With their recent paper on the management of elk (Cervus canadensis) in Wyoming (Fig. 1), Brennan, Cross and Creel provide an excellent example of how useful insights can be gained by looking at the more extreme parts of statistical distributions. Their paper is particularly useful in two ways. First, it illustrates the application of a neglected statistical technique to explore the outer reaches of relationships that exhibit substantial variation. Second, it shows that applying this technique to data is not merely an exercise in statistical exploration; it can provide new insights to guide applied management.

elk groups

Fig. 1. Brennan, Cross and Creel investigated the factors that determine the size of the larger elk groups wintering in their study area in western Wyoming, USA [Photo Credit: USFWS / Ann Hough, National Elk Refuge volunteer (https://www.flickr.com/photos/usfwsmtnprairie/12395370205/in/album-72157627801102827/); released under the Creative Commons Attribution 2.0 license]

Brennan and colleagues were particularly interested in the factors that determine group sizes of elk. A common way to look at this question would be to collect data on observed group sizes, and to use a standard regression framework to relate those observed group sizes to aspects of the environment in which they were found. However, whilst a standard regression approach would tell us about the factors influencing mean group sizes, from a management perspective, the determinants of mean group sizes are rather less important than the determinants of the larger group sizes. This is because, whilst the majority of group sizes might be small, the majority of animals are found in a small number of very large groups. Moreover, it is the large groups that cause problems for managers, attracting predators, serving as foci for the rapid spread of disease and, potentially, causing damage to private property. Thus, a more interesting question from a management perspective is: what determines the size of the larger elk groups?

To answer this question, Brennan and colleagues used quantile regression. Quantile regression allows the researcher to quantify the relationship between a selected quantile of the data and one or more predictors. If the chosen quantile is 0.5, this amounts to a regression of the median. However, higher quantiles (such as 0.9, or 0.95) can be chosen to see what influences the data towards the upper end of its distribution. As Brennan and colleagues show, a factor that has a small or even non-significant impact on median group sizes can have a very strong impact on the sizes of the larger groups. A striking example was the impact of elk density itself, which had no discernible effect on median elk group sizes, but a strong positive effect on the sizes of large elk groups.

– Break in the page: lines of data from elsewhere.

PR #739, opened 2024-06-06
Add custom ops ReplaceZero

xadupre:


operators/cuda/cuda_ops.cc
```diff
@@ -31,13 +32,15 @@ FxLoadCustomOpFactory LoadCustomOpClasses_Contrib = []() -> CustomOpArray& {
       CustomCudaStructV2("FastGelu", contrib::FastGelu<float>),
       CustomCudaStructV2("MulSharedInput", MulSharedInputFloat32Type),
       CustomCudaStructV2("NegXPlus1", contrib::NegXPlus1<float>),
+      CustomCudaStructV2("ReplaceZero", contrib::ReplaceZero<float>),
```
wschin, line 35: Not sure how the kernel selection works. Do we need `half`, `int64_t`, etc. as template parameters?

wschin (commented):
Please consider
1. format the code
2. add a few more details. (1) how to run this test, (2) kernel selection mechanism to explain why you define two kernels for fp16 and fp32.
3. avoid abbreviations as function name.

wschin:
Please ping me when you want me to review again. Thanks.

operators/cuda/cuda_ops.cc
xadupre: All templates are implemented for float and float16 because that's the only types i need. Adding bfloat16 makes sense as well. Integer does not really make sense. I kept the list short to avoid growing the binary. I can add bfloat16 if you think that makes sense.

operators/cuda/replace_zero_impl.cu
```diff
@@ -0,0 +1,64 @@
...
+
+template <typename T>
+__global__ void ReplaceZeroKernel(T *output_data, const T *input_data, CUDA_LONG N, const T by) {
+  CUDA_LONG id = blockDim.x * blockIdx.x + threadIdx.x;
+  if (id >= N)
+    return;
+  output_data[id] = _replace_zero(input_data[id], by);
+}
+
+template <typename T> T _cvt(float value) { return (T)value; }
```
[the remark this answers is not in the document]
xadupre: renamed into _cast

xadupre:
I chose cvt for convert, I thought it was a common abbrevation. I replaced by cast. For float32, float16, we can extend to bfloat16 if needed. I chose not to reduce compilation time but we definitly can add it. What do you mean by *how to run the unit tests*? There is one file associated to all the kernel implemented in that folder: ``test/cuda/test_cudaops.py``. I just extended it with one of two models per kernel.

wschin (approved):
Thanks!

Overall, Brennan and colleagues found that large elk groups tend to be larger in open and irrigated areas, on private land and on land without late-season hunting, and in areas with relatively high wolf abundance (a result that was particularly pronounced in open areas and on private land). The authors were therefore able to recommend management strategies that would promote the removal or dispersal of individuals from very large groups, including promoting hunting on private lands, especially where that land is irrigated. Creating more varied habitat is also likely to reduce the sizes of the largest herds. The impact of wolves (Fig. 2) was harder to infer. The authors suggest that regions with higher wolf densities caused larger local aggregations of elk in areas of greater safety. Thus, they recommend greater tolerance of wolves among private landowners, in order to limit the occurrence of those areas of greater safety.

Wyoming’s wolves

Fig. 2. Wyoming’s wolves have a complex relationship with the size of elk herds. Greater tolerance of wolves on private land might discourage the formation of very large elk herds in those areas. [Photo Credit: Doug Smith – NPS (http://www.nps.gov/index.htm); photo in public domain]

There is something for everyone in the article by Brennan and colleagues. Some will be fascinated by insights into factors favouring the formation of such large herds of elk. Many of us may be motivated to use quantile regression to explore neglected aspects of our data sets. And some may even be motivated to ask, what does the mean mean anyway, is it always meaningful, and why is it so often the focus of our attention?